Issue #17885, opened 2025-05-22
A petty lil issue, change word to use capital letter


b23johgu:
"generate local SSL certificate" should start with a capital letter (Generate). So sorry for being petty haha.

<img width="647" alt="Image" src="https://github.com/user-attachments/assets/237da847-2200-4efa-8ba0-6ab30af16daf" />

PR #17908, opened 2025-05-23
change word to use capital letter

d22marwi:
Fixes issue #17885. 
In the new installer, step 6, "generate local SSL certificate" now starts with a capital letter.


a20artje (approved):
Hmmm, after careful consideration and testing this is approved.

◆ ◆ ◆ ◆ ◆

## [Exercise goal]
Return the entries above, every line intact.

## [Answer section]
Issue #17885, opened 2025-05-22
A petty lil issue, change word to use capital letter


b23johgu:
"generate local SSL certificate" should start with a capital letter (Generate). So sorry for being petty haha.

<img width="647" alt="Image" src="https://github.com/user-attachments/assets/237da847-2200-4efa-8ba0-6ab30af16daf" />

PR #17908, opened 2025-05-23
change word to use capital letter

d22marwi:
Fixes issue #17885. 
In the new installer, step 6, "generate local SSL certificate" now starts with a capital letter.


a20artje (approved):
Hmmm, after careful consideration and testing this is approved.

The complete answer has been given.